Courtly and popular pleasures

Johann Nepomuk Schürer von Waldheim: At the Brigitta Fair, c. 1820, pen-and-ink, watercoloured

Ecclesiastical and secular celebrations constituted an important part of courtly life during the Baroque era. There was less to celebrate for the common people.

Johann Nepomuk Schürer von Waldheim: At the Brigitta Fair, c. 1820, pen-and-ink, watercoloured

The borderline between festive occasion and everyday life, of such importance for the ‘common people’, was often blurred for the ruling classes. The daily and annual routines of the Court were strictly regulated and offered a succession of different festivities, both great and small. The Court served as a stage for the aristocratic company who were obliged to attend these events in their most sumptuous apparel, jewellery and equipages.

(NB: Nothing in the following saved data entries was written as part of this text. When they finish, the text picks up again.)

PR #1268, opened 2024-02-26
EL-1352: Harmonise the versions of puppeteer that we use in our docker files

MazOneTwoOne:
[Jira ticket](https://dsdmoj.atlassian.net/browse/EL-1352)

## What changed and why

- using the latest Puppeteer version across dockerfiles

The Court’s daily routine was punctuated not only by secular but also religious feast days, although these are not as well documented. ‘Ordinary devotions and ceremonies’ such as mass, prayers or blessings were attended in a number of the city’s churches; public services took place on the occasion of feast days celebrating imperial orders, the Blessed Virgin and the Apostles as well as on days marking military victories or as part of processions and pilgrimages. There were also services which started out from the churches of the Hofburg and processed around the churches of the inner city. Charles VI celebrated both the saints’ days as well as the Toison services for the Order of the Golden Fleece. As part of her campaign against ‘idleness’, his daughter Maria Theresa cut the number of religious holidays, and her son Joseph II abolished almost all of them. The only religious day of procession that remained was the feast of Corpus Christi. This was important in both religious and political terms, as it represented an anti-Protestant element. The Habsburgs always took part in the Corpus Christi procession, an event that had an almost theatrical character and drew crowds of spectators.
A very popular Viennese high day until the nineteenth century was the St Brigitta Fair. From the 1730s onwards huge crowds including aristocratic onlookers and the ‘common people’ flocked to the Brigittenau, an area just to the north of Vienna, today the city’s twenty-third district, to attend the church service and the subsequent festivities, at which there was ‘dancing, gambling, feasting and carousing’ as described in an account from 1779. It was celebrated as a major public festival until 1847.